We can ignore it, as I suggested during my AmCham speech, or we can choose to expose it.  On this occasion, I decided to expose it.  This was my reply, “tell us your experience and share your insights. I am relating mine based on my experience here since 1979 and over 550 public speeches in Japan. Your comment doesn’t match with what I am suggesting from what I can see. What do you suggest that is diametrically opposed to what I am saying? I have published 373 blogs on LinkedIn on presenting in Japan and the same number of recordings for my podcast The Japan Presentations Series and published my book Japan Presentations Mastery as well as teaching the High Impact Presentations course. How about you - tell us what you have done?”.

As you see, I am heaping on my own credibility in my reply and asking the critic to pony up and tell us their credentials.  I chose this route for a simple reason. I have a very high profile here because I have published 7 books, including three best sellers, and release six audio podcasts and three video podcasts a week. I also pump out four additional videos a day through LinkedIn, Facebook, TikTok and Instagram and Threads.  You may not have this type of onslaught happening and can simply ignore the irritation.  I didn’t plan it this way, but I also drown out any critics, because of the constant flow of content I keep posting every day.  Their previous negative posting gets pushed down the fold in the screen and just disappears.  It remains high in their postings on their page, but is crushed by my new posts on my page and is soon forgotten.

In my reply, I made a special point of not criticising the person making the negative comment, but challenged them to put up and tell us what they would recommend.  This reply comes across as reasonable and not getting bogged down in the mud and the blood of personal recriminations. Never go there, because this is our public profile and we have to maintain our professional decorum.

Will I keep going in my responses, if they keep adding criticisms?  Probably not.  They have been challenged to show what they know. If they go the personal attack route, it is better to stand above the riffraff and ignore their salvos.  People reading the thread will see they have got no experience or expertise and will discount what they say as mere opinion.
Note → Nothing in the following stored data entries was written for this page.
Issue #1254, opened 2025-01-14
"Failed to fetch agent" error seen when creating a handle for the agent


sangee2004:
**Steps to reproduce the problem:**

1. Create an agent.
2. Using `Edit Agent url alias` option, set a handle

Notice that "Failed to fetch agent" error message is seen which gets autodismissed.

https://www.loom.com/share/e1b7bf19ce694922b25cf7f7288b83ad?sid=d3df22ef-7064-45be-a8d2-9e2b84f09ee4

There is call to the alias that fails with "404" and then eventually succeeds.
<img width="1198" alt="Screenshot 2025-01-14 at 11 56 28 AM" src="https://github.com/user-attachments/assets/e1d0159b-5bdb-4f75-a4c5-882775227724" />

**Expected Behavior:**
There should be no error messages presented to the user when alias is set for agents.

sangee2004:
This issue is not seen anymore when testing with latest build.

PR #1478, opened 2025-01-28
Fix: make sure only to load alias when aliaAssigned is true

StrongMonkey:
https://github.com/obot-platform/obot/issues/1254

Changed the alias logic in the frontend to match the behavior in backend. The idea is that when agent.AliasAssigned is null it means that the agent needs controller reconcilation and UI should start polling until it reaches a final state.

### DIFF
--- a/ui/admin/app/components/agent/Agent.tsx
+++ b/ui/admin/app/components/agent/Agent.tsx
@@ -42,19 +42,6 @@ export function Agent({ className, currentThreadId, onRefresh }: AgentProps) {
 	const [agentUpdates, setAgentUpdates] = useState(agent);
 
 	useEffect(() => {
-		if (agent.aliasAssigned === undefined && agent.alias) {
-			const intervalId = setInterval(() => {
-				refreshAgent();
-				if (agent.aliasAssigned !== undefined) {
-					clearInterval(intervalId);
-				}
-			}, 1000);
-
-			return () => clearInterval(intervalId);
-		}
-	}, [agent, refreshAgent]);
-
-	useEffect(() => {
 		setAgentUpdates((prev) => {
 			return {
 				...agent,
--- a/ui/admin/app/components/agent/Agent.tsx
+++ b/ui/admin/app/components/agent/Agent.tsx
@@ -1,11 +1,9 @@
 import { GearIcon } from "@radix-ui/react-icons";
 import { BlocksIcon, LibraryIcon, PlusIcon, WrenchIcon } from "lucide-react";
 import { useCallback, useEffect, useState } from "react";
-import useSWR from "swr";
 
 import { Agent as AgentType } from "~/lib/model/agents";
 import { AssistantNamespace } from "~/lib/model/assistants";
-import { AgentService } from "~/lib/service/api/agentService";
 import { cn } from "~/lib/utils";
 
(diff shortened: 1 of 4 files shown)


ui/admin/app/components/agent/Agent.tsx
```diff
@@ -41,46 +39,31 @@ export function Agent({ className, currentThreadId, onRefresh }: AgentProps) {
...
-		});
-	}, [agent]);
-
-	const getLoadingAgent = useSWR(
-		AgentService.getAgentById.key(loadingAgentId),
-		({ agentId }) => AgentService.getAgentById(agentId),
-		{
-			revalidateOnFocus: false,
-			refreshInterval: 2000,
+		if (agent.aliasAssigned === undefined && agent.alias) {
```
StrongMonkey: I refactored the logic a bit so that

1. When agent.aliasAssigned is not set and agent.alias is set, we should poll agent until it is being set so we know the final state.
2. Once UI makes a update for alias, set aliasAssigned to null and have it repoll agent until it is set.

StrongMonkey:
@ryanhopperlowe would appreciate some eyes to catch some corner cases

ui/admin/app/components/agent/Agent.tsx
```diff
@@ -41,46 +39,31 @@ export function Agent({ className, currentThreadId, onRefresh }: AgentProps) {
...
-			setAgentUpdates((prev) => {
-				return {
-					...prev,
-					aliasAssigned: data.aliasAssigned,
-				};
-			});
-			setLoadingAgentId("");
-		}
-	}, [getLoadingAgent, loadingAgentId]);
+		setAgentUpdates((prev) => {
```
StrongMonkey, line 45: This is a tricky case because when you update an agent, it would put agent into reconcilation state where it will wipe out aliasAssigned, but it doesn't indicate where alias needs reconcilation or not. So the workaround in UI is that it should never reset agent.aliasAssigned unless it is specifically trying to modify the alias. Otherwise every random update will cause `aliasAssigned` to be null and make alias url spinning.

ui/admin/app/components/agent/Agent.tsx
```diff
@@ -41,46 +39,31 @@ export function Agent({ className, currentThreadId, onRefresh }: AgentProps) {
...
+				refreshAgent();
+				if (agent.aliasAssigned !== undefined) {
+					clearInterval(intervalId);
+				}
+			}, 1000);
+
+			return () => clearInterval(intervalId);
 		}
-	);
+	}, [agent, refreshAgent]);
```
ryanhopperlowe: instead of adding a useEffect, can you implement polling the same way we do in the `useKnowledgeFiles` hook?

This would mean you would have to move this logic into the AgentContext component.

ryanhopperlowe: (optional) to add increased traceability, you could expose some sort of method like `pollAgentUntil` to show exactly where polling is started.

```tsx
const { ..., pollAgentUntil } = useAgent();

return (
  ...
  <AliasSection agent={agent} onChange={(changes) => {
    partialSetAgent(changes);
    pollAgentUntil((a) => a.aliasAssigned !== undefined || !a.alias);
  }} />
  ...
)
```

ryanhopperlowe (approved):

PR #1485, opened 2025-01-28
Chore: Add lint check for user ui

cjellick:
This PR made me realize that user ui only PRs will never pass the lint check
https://github.com/obot-platform/obot/pull/1484

### DIFF
--- a/.github/workflows/user-ui.yml
+++ b/.github/workflows/user-ui.yml
@@ -1,4 +1,4 @@
-name: admin
+name: user
 
 on:
   push:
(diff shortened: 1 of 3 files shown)


.github/workflows/user-ui.yml
```diff
@@ -0,0 +1,39 @@
+name: admin
```
njhale:
```suggestion
name: user
```

njhale (changes requested):

njhale (approved):

thedadams (approved):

As salespeople, we should use social media etc., to get our expertise out there for potential buyers to find us and to assure potential buyers we meet, that we are the real deal.  Today, buyers will search us out before they meet us to better understand who they are dealing with. 

Now, if they searched on you, what will they find?  In my case, everything is business.  I chose to not to mix business with personal on social media. I want to present myself as an expert in leadership, sales, communications and presentations because as a training company, that is what we provide to our clients.  It is always congruent. I don’t stray from those areas because I am conscious I have a limit to my time and my expertise.  I try to control what the potential buyer sees from me.  In this way, I can control my personal and professional brand.